Sunday, June 05, 2005

Street-legal hydrogen-fueled car

Honda FCX: What a Gas! A Week in Suburbia With a Hydrogen Honda
By JIM MOTAVALLI
Published: June 5, 2005

FOR a decade or longer, the fuel-cell car has resembled the mirage that recedes as you draw closer to it. Hydrogen-powered vehicles always seemed at least 20 years away, the subject of news conferences in Washington and static displays at auto shows. Even when test-drive opportunities came up, they were strictly controlled rides around a track, with nervous company representatives making excuses from the passenger seat.

All that changed last month when Honda handed me the keys to a 2005 edition of its FCX (for Fuel Cell Experimental), the first zero-emission, hydrogen-driven vehicle to be certified by both the Environmental Protection Agency and the State of California for everyday commercial use. This is a street-ready hydrogen car with license plates and no rough edges, a test bed for green technology worth well over $1 million.

Only 20 similar cars exist in the United States and Japan, and I was one of the first journalists to drive it for an extended, unsupervised period - a week in the mixed company of Northeastern traffic.

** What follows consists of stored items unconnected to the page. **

PR #1367, opened 2026-08-17
Folding of QS CLI - Part 3

vee1e:
## Summary

Implemented §3.5 caching.

## Key decisions

- Cache files use the format `{sha256}-{version}.json`.
- `covers()` checks that a cached result matches the requested analysis settings. If it does not, the cache is ignored and the analysis runs normally.
- Caching is disabled for non-default analysis variants to avoid returning a mismatched document.
- Cache writes use locks and are atomic. If the lock cannot be acquired, the write is skipped with a warning.
- `FLOSS_CACHE_DIR` is supported. Without it, the cache uses `platformdirs.user_cache_dir("floss")`.
- Invalid, corrupted, checksum-mismatched, or version-mismatched cache entries are ignored.

### DIFF
--- a/floss/cache.py
+++ b/floss/cache.py
@@ -64,20 +64,20 @@ _ENABLED_VALUES = ("1", "true", "yes", "y")
 def cache_enabled() -> bool:
     """Whether result caching is enabled.
 
-    ``FLOSS_CACHE_ENABLE`` disables caching when set to 0 (or false/no/n);
-    caching is enabled by default.
+    ``FLOSS_CACHE_ENABLE`` disables caching when set to 0 (or false/no/n,
+    case-insensitive); caching is enabled by default.
     """
-    return os.environ.get(ENV_CACHE_ENABLE, "1") not in _DISABLED_VALUES
+    return os.environ.get(ENV_CACHE_ENABLE, "1").lower() not in _DISABLED_VALUES
 
 
 def cache_refresh() -> bool:
     """Whether the current run should bypass the cache and overwrite its entry.
 
-    ``FLOSS_CACHE_REFRESH=1`` (or true/yes/y) forces a re-analysis: the cached
-    document is ignored and the fresh result is stored on top of it. Unset by
-    default.
+    ``FLOSS_CACHE_REFRESH=1`` (or true/yes/y, case-insensitive) forces a
+    re-analysis: the cached document is ignored and the fresh result is stored
+    on top of it. Unset by default.
     """
-    return os.environ.get(ENV_CACHE_REFRESH, "") in _ENABLED_VALUES
+    return os.environ.get(ENV_CACHE_REFRESH, "").lower() in _ENABLED_VALUES
 
 
 def get_cache_dir() -> Path:
--- a/floss/cache.py
+++ b/floss/cache.py
@@ -103,15 +103,28 @@ def load(cache_dir: Path, key: str, sha256: str, version: str) -> Optional[Resul
         doc = ResultDocument.parse_file(path)
     except (OSError, UnicodeDecodeError, ValueError) as e:
         logger.warning("dropping invalid cache entry %s: %s", path.name, e)
-        path.unlink(missing_ok=True)
+        _drop_cache_entry(path)
         return None
 
     if doc.metadata.sha256 != sha256 or doc.metadata.version != version:
         logger.warning("dropping stale cache entry %s (checksum/version mismatch)", path.name)
-        path.unlink(missing_ok=True)
+        _drop_cache_entry(path)
         return None
 
     return doc
+
+
+def _drop_cache_entry(path: Path) -> None:
+    """Best-effort removal of a stale cache entry; never raises.
+
+    The entry may be held open by another reader or an antivirus scanner (e.g.
+    on Windows), so removal can fail with a PermissionError. Leave it and let
+    the caller continue.
+    """
+    try:
+        path.unlink(missing_ok=True)
+    except OSError as e:
+        logger.warning("could not remove cache entry %s: %s", path.name, e)
 
 
 def store(cache_dir: Path, key: str, doc: ResultDocument) -> bool:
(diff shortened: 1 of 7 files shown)


floss/cache.py
```diff
@@ -0,0 +1,231 @@
...
+    (shorter strings were dropped at extraction time and cannot be recovered).
+    """
+    for field in STRING_TYPE_FIELDS:
+        if getattr(wanted, field) and not getattr(cached.analysis, field):
+            return False
+
+    if wanted.enable_layout and not cached.analysis.enable_layout:
+        return False
+    if not wanted.enable_layout and cached.layout is not None:
+        return False
```
mr-tz: cant we drop the layout later? things that are not wanted but there shouldnt be an issue?

floss/cache.py
```diff
@@ -0,0 +1,231 @@
...
+    if wanted.enable_tags and not cached.analysis.enable_tags:
+        return False
+    if not wanted.enable_tags and cached.analysis.enable_tags:
+        return False
```
mr-tz: same here

floss/cache.py
```diff
@@ -0,0 +1,231 @@
...
+
+    try:
+        if sys.platform == "win32":
+            import msvcrt
+
+            msvcrt.locking(fd, msvcrt.LK_NBLCK, 1)
+        else:
+            import fcntl
+
+            fcntl.flock(fd, fcntl.LOCK_EX | fcntl.LOCK_NB)
```
mr-tz, line 310: are there os agnostic alternatives for this?

floss/cache.py
```diff
@@ -0,0 +1,231 @@
...
+    except OSError:
+        os.close(fd)
+        return None
+
+    return fd
+
+
+def _release_lock(fd: int, lock_path: Path) -> None:
+    """Release a lock previously acquired by :func:`_acquire_lock`."""
+    if sys.platform == "win32":
```
mr-tz, line 320: no else needed?

floss/main.py
```diff
@@ -170,6 +172,18 @@ def main(argv=None) -> int:
 
     set_log_config(args.debug, args.quiet)
 
+    # caching applies to the default analysis variant only: an explicit format,
+    # language, or custom signatures change the analysis, so the content-
+    # addressed cache could return a mismatched document. disable it for those.
```
mr-tz, line 177: how much more complex is it to support any invocation and warn on missing further processing?

does that make cache file handling annoying? can I overwrite a cached file easily on purpose with other args etc.

floss/pipeline.py
```diff
@@ -311,6 +316,17 @@ def analyze(options: Options) -> Optional[ResultDocument]:
     results.metadata.sha1 = hashlib.sha1(sample_buf).hexdigest()
     results.metadata.sha256 = hashlib.sha256(sample_buf).hexdigest()
 
+    # result caching: keyed on the sample bytes + FLOSS version. on a valid hit
+    # we skip extraction, layout, and tagging entirely and render from the cache.
+    # --analyze-functions changes which functions are analyzed, so it is a miss.
```
mr-tz: how does the --analyze-functions comment relate to the code here?

tests/test_cache.py
```diff
@@ -0,0 +1,220 @@
...
+
+
+def test_get_cache_dir_override(monkeypatch, tmp_path):
+    monkeypatch.setenv(floss.cache.ENV_CACHE_DIR, str(tmp_path))
+    assert floss.cache.get_cache_dir() == tmp_path
+
+
+def test_get_cache_dir_default(monkeypatch):
+    monkeypatch.delenv(floss.cache.ENV_CACHE_DIR, raising=False)
+    assert str(floss.cache.get_cache_dir()).endswith("floss")
```
mr-tz: is that a good enough check?

vee1e: nope, i updated it in https://github.com/mandiant/flare-floss/pull/1367/commits/fba96b0fb6dd4f42d61ccd96a2cf52a4f8fb4053. The `endswith` check was also wrong on Windows, so it now asserts equality with `platformdirs.user_cache_dir("floss")`, exactly what `get_cache_dir` returns with no override.

floss/pipeline.py
vee1e: it documents the `not options.functions` guard on the next line, `--analyze-functions` restricts which functions are analyzed, and the key doesn't cover that, so a hit could wrongly serve a full-function result.

it's defense-in-depth since `main` already sets `cache_dir=None` for `--analyze-functions`.

i moved the comment inline with the condition in https://github.com/mandiant/flare-floss/pull/1367/commits/bc94b6cb27ff95854b4119e5842194cd537a16b7 so the connection is obvious.

floss/main.py
vee1e: full-variant support is the big one: the key is only `{sha256}-{version}`, so doing it properly means either adding the variant to the key or partial-cache reconciliation (detect what's missing, run just those steps, merge into the cached doc). that's a meaningful chunk of work beyond §3.5's full-document cache.

the overwrite gap is fair: identical-args runs overwrite via the atomic replace, but for a different variant there is no write at all, so the only forced-refresh today is deleting `{sha256}-{version}.json` (`FLOSS_CACHE_ENABLE=0` disables read *and* write).

we can add an explicit way to force a refresh (`--no-cache`/`--refresh`) or document the `rm`, which do you prefer?

floss/cache.py
vee1e: yup. on POSIX `flock` is released when the last fd to the open file description is closed, so the `os.close(fd)` after the if-block handles it. Only Windows needs the explicit `LK_UNLCK` before close.

floss/cache.py
vee1e: technically yes, `filelock` is the standard cross-platform one. it's not currently a dependency, which is why I kept the inline branch: we add ~15 lines vs. adding a dep to a project that also ships as a PyInstaller binary. wdyt?

floss/cache.py
vee1e: same as above, for tags it's a real miss: a tags-enabled cached doc has had
false-positive strings removed at extraction, so it's a proper subset and can't be
recovered. keeping it a miss.

floss/cache.py
vee1e: fair, for layout we *could* drop it and treat this as a hit. rendering would fall back to the flat static list from `strings.static_strings`, which is the same data.

the tags case is different: a doc built with tags enabled has already had false-positive library strings removed (`remove_false_positive_lib_strings`) so it can't faithfully serve a tags-off request. also, the CLI always enables layout+tags, so these branches only work for `Options` callers.

i dropped the layout in `materialize` and kept tags as a miss in https://github.com/mandiant/flare-floss/pull/1367/commits/bc94b6cb27ff95854b4119e5842194cd537a16b7

mr-tz: See some comments in the commit, thanks

floss/cache.py
mr-tz: will defer to later track via issue please

floss/cache.py
mr-tz: ok, that's fine as is then

floss/main.py
mr-tz: maybe we need to add (hashed) options to the key then? maybe defer to later improvements tracked in a TBD issue

on the rm option I don't like adding yet another option - so lets avoid if possible, can we leverage the ENV vars for this?

floss/cache.py
vee1e: this actually landed already in https://github.com/mandiant/flare-floss/pull/1367/commits/1571c403e08b7fac7314f4f6fade5630e9e52216: `covers` now lets a tags-enabled cache serve a no-tags request, and `materialize` redacts the tags across the static, language, and layout strings. `remove_false_positive_lib_strings` only strips tags, never strings, so the cached data is a faithful superset. no tracking issue needed for this one.

floss/main.py
vee1e: Agreed on both:

- opened #1369 to track hashing the analysis options into the cache key.
- implemented FLOSS_CACHE_REFRESH=1 in https://github.com/mandiant/flare-floss/pull/1367/commits/a5e7aa00976557b765d56d23d30f5147ab0ed5bd, it forces a miss, re-analyzes, and overwrites the cache entry. Documented in --help.

mr-tz: ok thanks

tests/test_cache.py
mr-tz: good

floss/cli.py
```diff
@@ -143,6 +143,11 @@ def make_parser():
 
           extract strings from a binary written in Go (if automatic language identification fails)
             floss --language go program.exe
+
+        environment variables:
+          FLOSS_CACHE_DIR       directory for the analysis result cache (default: platform cache directory)
+          FLOSS_CACHE_ENABLE    set to 0 to disable result caching (default: enabled)
+          FLOSS_CACHE_REFRESH   set to 1 to ignore cached results and overwrite the entry (default: unset)
```
```suggestion
          FLOSS_CACHE_REFRESH   set to 1 to ignore cached results and overwrite the entry (default: disabled)
```

mr-tz (approved):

Given my experience with fuel-cell prototypes that were noisy, balky and incapable of going very far between refuelings, the FCX was something of a surprise. Featuring the latest generation of Honda's own fuel cells (hundreds of them are arrayed in two multiple sets, called stacks) and a body and electric motor derived from the company's unsuccessful EV Plus battery vehicle, the FCX felt like a real car, not a high-strung test mule.

A small two-door hatchback with seating for four, it came with traction control, a CD player and even an automatic climate-control system. There may be fewer than two dozen of these cars in the world, but Honda went to the trouble of giving this one classy floor mats embroidered with the FCX logo.

With new noise-suppression technology, the FCX is one of the quietest cars on the road...


Just one question: how many cup holders does this thing have?